Alexandre Lunsqui: Deflectere II

Program Note

Alexandre Lunsqui (b.1969)
Deflectere II (2008)

Alexandre Lunsqui was born in São Paulo, Brazil. After ten years based in New York City, he returned to Brazil as Professor of Composition and Theory at the Universidade Estadual Paulista, UNESP. He studied at the University of Campinas (BM), University of Iowa (MA), Columbia University (DMA), and for a year at IRCAM for composition and computer music. Lunsqui has studied with Tristan Murail, Jose Augusto Mannis, Fred Lerdahl, and Jeremy Dale-Roberts.

Lunsqui’s music has been performed throughout the United States and abroad by ensembles including the Arditti String Quartet, Ensemble Dal Niente, Third Coast Percussion, and the International Contemporary Ensemble, and orchestras including the Orquestra de Câmera da Universidade de São Paulo, Lucerne Academy Alumni, and the New York Philharmonic.  

In 2016, Lunsqui was awarded a Koussevitzky Commission, a Commande d'Etat by the French Ministry of Culture, and the ProAC award by the Secretaria do Estado da Cultura from Sao Paulo. These three new works are part of Lunsqui’s Telluris cycle.

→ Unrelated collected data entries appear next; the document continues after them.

PR #208, opened 2020-07-17
New UUID for name change

ChrisRackauckas:


isaacsas:
I think we need to take another look at our tests — they seem to be prone to intermittent failures for some reason. A mix of inconsistency with the results in obtaining the requested accuracy, and perhaps the shear memory size of the many networks that are loaded?

TorkelE:
Which one failed this time?

isaacsas:
The SDE tests.

isaacsas:
But there was no info on where the failure occurred in the file that I saw on quick glance. The crash was in general stdlib code supposedly.

isaacsas:
Actually it looks like it finished SDEs but crashed before printing anything for jumps.

TorkelE:
Ok, that's weird. Yes, those should be fine.

PR #212, opened 2020-07-18
Add docs

isaacsas:
I think this should be the basic doc structure. It works / looks ok locally. I just mimicked the `make.jl` for `DiffEqDocs` aside from not having the Google Analytics ID or URLs for deployment. So this should now be set to deploy by someone who knows how to do that.


isaacsas:
Once this is up on the web I'll put in a PR at DiffEqDocs to remove the DiffEqBio docs (or perhaps we should then just link here from them?).

isaacsas:
Merging as this didn't touch anything except the new docs folder...

PR #225, opened 2020-07-20
add back latexify and update docs

isaacsas:
I can't get it to work in the docs due to mhchem issues with Katex, but it works in Jupyter and at the commandline.


isaacsas:
Just to add, this is hacky -- I dispatched a couple internal Latexify functions. Once @korsbo is back he can hopefully help us clean this up.

PR #228, opened 2020-07-21
Generation of graphviz graphs

isaacsas:
Some caveats:
1. Adds Catlab dependency since `GraphViz.jl` is no longer maintained. This means users must separately install the `GraphViz` command line tools.
2. Of the Lightgraph plotting tools very few seem to be actively maintained. Maybe we could use `GraphPlot.jl` instead.
3. Like all the graph libraries it does not generate graph windows with figures from the REPL, only saveable text. Figures can be saved, or generated within Jupyter.
Ex:
```julia
using Catalyst, Catlab.Graphics.Graphviz
rn = @reaction_network begin
           α, S + I --> 2I
           β, I --> R
       end α β
Graph(rn)
```
in Jupyter gives:
myfile2

Here orange nodes denote reactions and the labels on edges give the stoichiometry. Connections coming through the `rate` won't appear (i.e. Hill functions or such). We should think about how to visualize such non-constant rate expressions.

To save a graph one can just say:
```julia
savegraph(Graph(rn), filename, format)
```
where format is something like "png" (the default).

### DIFF
--- a/Project.toml
+++ b/Project.toml
@@ -10,6 +10,7 @@ ModelingToolkit = "961ee093-0014-501f-94e3-6117800e7a78"
 Reexport = "189a3867-3050-52da-a836-e630ba90ab69"
 
 [compat]
+Catlab = "0.7.2"
 Latexify = "0.13.5"
 MacroTools = "0.5"
 ModelingToolkit = "3.14"
--- a/Project.toml
+++ b/Project.toml
@@ -3,6 +3,7 @@ uuid = "479239e8-5488-4da2-87a7-35f2df7eef83"
 version = "5.0.1"
 
 [deps]
+Catlab = "134e5e36-593f-5add-ad60-77f754baafbe"
 Latexify = "23fbe1c1-3f47-55db-b15f-69d7ec21a316"
 MacroTools = "1914dd2f-81c6-5fcd-8719-6d5c9610ff09"
 ModelingToolkit = "961ee093-0014-501f-94e3-6117800e7a78"
--- a/src/Catalyst.jl
+++ b/src/Catalyst.jl
@@ -25,4 +25,6 @@ export dependants, dependents
 # for Latex printing of ReactionSystems
 include("latexify_recipes.jl")
 
+include("graphs.jl")
+
 end # module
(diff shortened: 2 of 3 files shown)


isaacsas:
@TorkelE @ChrisRackauckas Any thoughts? Too hacky or reasonable to add for now, with an eye towards improving as we go?

ChrisRackauckas:
Ehh, I think it's a good feature to have with a nice API, so let's do it like this for now and we might switch out how `Graph` and `savegraph`  work in the future, but that's all under the hood stuff.

ChrisRackauckas:
@jfairbanks comments?

We should also talk about adding tensoral reaction systems for representing spatial networks.

isaacsas:
I'd really like to get an interface for spatial problems together (in fact this is part of our proposal...). It needs to flexibly handle structured grids and more graph-like unstructured grids, while allowing for identical reaction rates across all site and varying reaction rates...

ChrisRackauckas:
Let's get an issue open on it. I think for what you want a tensor product formulation against (sparse) matrices is enough, since then the graphs can be represented by the adjacency matrix and structured grids are just structured matrices and can be specialized on by dispatch.

jpfairbanks:
I think this looks good, as far as spatial problems, we should get together on integration and interfaces. For the Catlab implementation of GraphViz it is better for this purpose than the graphplot stuff because it is designed for these kinds of annotated diagrams in a mathematical modeling context rather than plotting in the graph analytics context of LG and GraphPlot.

isaacsas:
We also need some work on spatial interfaces for jump problems, since there are spatial specific SSAs and they'll be different for unstructured vs structure grids (not needing to store as many jumps for the former).

TorkelE:
I think this looks quite good!

I have thought a lot about how to properly represent reaction networks graphically, and I'm starting to think that there's no good solution. It might require a few different schemes, and people would select whichever best suits their network. But currently, this looks both good and useful.

How does it handle production/degradation?

isaacsas:
No idea :) Probably we should make a blank state for that.

isaacsas:
Actually it works fine. Phew.

isaacsas:
Here's an example:
myfile2

TorkelE:
Looks good!

isaacsas:
@TorkelE I agree -- there is no single best type of graph. For example, one might want various dependency graphs that just connect species to species or rxs to rxs, or one might want graphs that show the rate law dependency of each rx, etc...

PR #232, opened 2020-07-23
Add noise scaling tests.

TorkelE:
At the risk of overdoing the tests...

This basically tests the noise scaling functionality recently added in MTK, but "in action". That is, it simulates a network with different levels of noise scaling and tests that the variation of the distributions scales properly.

### DIFF
--- a/test/solve_SDEs.jl
+++ b/test/solve_SDEs.jl
@@ -89,11 +89,15 @@ end
 push!(identical_networks, reaction_networks_constraint[9] => (real_f_3,real_g_3,zeros(7,6)))
 
 for (i,networks) in enumerate(identical_networks)
+    println(i)
     for factor in [1e-1, 1e0, 1e1], repeat in 1:3
+        println(repeat, "   ", factor)
         u0 = 100. .+ factor*rand(length(networks[1].states))
         p = 0.01 .+ factor*rand(length(networks[1].ps))
         (i==2) && (u0[1] += 1000.)
         (i==3) ? (p[2:2:6] .*= 1000.; u0 .+= 1000) : (p[1] += 500.)
+        println(u0)
+        println(p)
         prob1 = SDEProblem(networks[1],u0,(0.,100.),p)
         sol1 = solve(prob1,ImplicitEM(),saveat=0.01,maxiters=1e7)
         prob2 = SDEProblem(networks[2][1],networks[2][2],u0,(0.,100.),p,noise_rate_prototype=networks[2][3])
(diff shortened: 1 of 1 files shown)


TorkelE:
On a side note, I have been trying to figure out why there's occasional crashes in the tests. I have been rerunning the tests in a long `for` loop until Julia suddenly just stops. 

My hypothesis have been that there's some obscure case in the SDE tests where the solution goes into negative and causes an error (this should have been accounted for when the test was constructed). However, when I run the SDE tests just a lot of time, and eventually get a crash, and investigate the parameters which yielded the crash, it is fine. When I got a crash in `runtests.jl` it was also kinda random. Still not sure what is happening.

ChrisRackauckas:
https://travis-ci.com/github/SciML/Catalyst.jl/builds/176849991#L526

Is that the "crash" you're talking about? Error reports should be more specific, because just saying crash could mean anything. If it's this, then yeah something went negative and the next MTK release should handle that.

TorkelE:
Ok, that travis report is more helpful, yes, that was what I guessed went wrong.

The reason I used the very ambiguous "crash" was that when I wrapped the runtests files, or the solve_SDE tests file, in a `for` loop, then after a while Juno had simply exited mid-run. There was no error message or anything similar to give any hint what had happened. But obviously, something had gone wrong.

isaacsas:
It might be good to pare down the shear number of networks we test some though. Test really take a long time currently, with some test files allocating > 50GB of memory.

ChrisRackauckas:
We can split tests too. But yes, using one network to test many features is usually a good idea unless we're testing network generation itself.

isaacsas:
Or maybe there is a way to setup a standard vs full set of tests, where standard is what runs normally and is more compact, but we can occasionally trigger full to run more networks.

ChrisRackauckas:
If we split test groups, then we could do it like OrdinaryDiffEq where the full tests are only ran on CI and a subset are ran locally.

TorkelE:
Trying to reduce the rather excessive number of tests would be good. They were quite useful when written since they caught a few things. But at this stage, they mostly extend the test time. A shame to remove them though might come in useful.

TorkelE:
At a closer look, it turned out that this error was actually in the new tests that I added, and that these had a small chance to go into negative. I have modified to ensure that the chance of this happening is practically zero.

TorkelE:
Ok, I think I might finally be picking up a trail on what is going on here. Hopefully, I will have it nailed down soon.

TorkelE:
Ok, I think I have narrowed it down to something odd going on for certain SDE solvers https://github.com/SciML/StochasticDiffEq.jl/issues/344

isaacsas:
@TorkelE Looks like tests have now passed. OK to merge?

ChrisRackauckas:
yeah it should be good.

PR #234, opened 2020-07-28
add a first tutorial

isaacsas:


docs/src/tutorials/using_catalyst.md
```diff
@@ -0,0 +1,327 @@
...
+In this tutorial we'll provide an introduction to using Catalyst to specify
+chemical reaction networks, and then to solve ODE, jump and SDE models generated
+from them. Let's start by using the Catalyst [`@reaction_network`](@ref) macro
+to specify a simply chemical reaction network; the well-known repressilator.
+
+We first import the basic packages we'll need:
+
+```julia
+# If not already installed, first hit "]" within a Julia REPL. Then type:
+# add DiffEqBase OrdinaryDiffEq StochasticDiffEq DiffEqJump ModelingToolkit Catalyst Plots Latexify
```
ChrisRackauckas, line 11: we should really just recommend DifferentialEquations, reexport MTK. This should just be:

```julia
using Catalyst, DifferentialEquations, Plots, Latexify
```

docs/src/tutorials/using_catalyst.md
```diff
@@ -0,0 +1,327 @@
...
+
+# solve and plot, tstops is used to specify enough points
+# that the plot looks well-resolved
+sol = solve(sprob, LambaEM(), tstops=range(0., step=4e-3, length=1001))
+plot(sol)
+```
+![CLE Solution](../assets/birthdeath_cle.svg)
+
+We again have complete freedom to select any of the
+StochasticDifferentialEquations.jl SDE solvers, see the
```
ChrisRackauckas, line 306:
```suggestion
StochasticDiffEq.jl SDE solvers, see the
```

docs/src/tutorials/using_catalyst.md
```diff
@@ -0,0 +1,327 @@
...
+```julia
+u₀map  = Pair.(species(repressilator), u₀)
+pmap   = Pair.(params(repressilator), p)
+oprob2 = ODEProblem(osys, u₀map, tspan, pmap)
+```
+`oprob` and `oprob2` are functionally equivalent, each representing the same
+underlying problem. 
+
+At this point we are all set to solve the ODEs. We can now use any ODE solver
+from within the [OrdinaryDiffEq.jl](https://github.com/SciML/OrdinaryDiffEq.jl)
```
ChrisRackauckas, line 211:
```suggestion
from within the [DifferentialEquations.jl](https://diffeq.sciml.ai/latest/solvers/ode_solve/)
```

Non OrdinaryDiffEq solvers work.

docs/src/tutorials/using_catalyst.md
isaacsas: It used to be that in the old tutorial, but I was finding `using DifferentialEquations` to have become very slow (so much that I haven't used it in quite a while, so perhaps that improved).
In real use I don't think one would generally want to use it would they?

ChrisRackauckas: on the other hand, saying we're going to `using` 8 packages in the basic tutorial is quite intimidating. But yeah.. FWIW using times are dropping heavily in v1.5 and v1.6.

isaacsas: I switched it. I was debating that same point myself but had leaned towards it being better to show what I'd think is the normal use case vs. the easier case. But it is fine either way.

isaacsas:
@ChrisRackauckas Let me know if you have any more comments. Otherwise we can merge.

ChrisRackauckas:
I think it's really good. Nice job.

isaacsas:
Thanks. As you said, having a good introductory tutorial is probably critical. We can refine / expand as we add more features (e.g. tau-leap and such).

PR #235, opened 2020-08-03
Add :⇌, :⇋ to double_arrows

zdroid:
This is how I write it on the paper. Maybe even `:⥋` and `:⥊` can be useful.

The idea comes from https://github.com/zdroid/ChemEquations.jl, as some people suggested me to try integrate it with reaction networks from this repository.


isaacsas:
Please feel free to get in touch or open issues if there is anything on our end that would be useful to getting your package working with `ReactionSystem`s.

Deflectere is a latin word meaning bend aside, turn away, divert. I composed the first sketches of this piece as a study on moving objects, more specifically, on a beam of light. I pictured the musicians as scientists conducting experiments with the sounds that they produce. Except here sounds are acting like beams of light. The initial sound of the violin is the material/object that becomes constantly transformed by various actions. Clarinet and percussion join the violin not only as mirrors, but also as colliders, generating new colors, new velocities, and new structures. The music is, therefore, a sonic description of these experiments.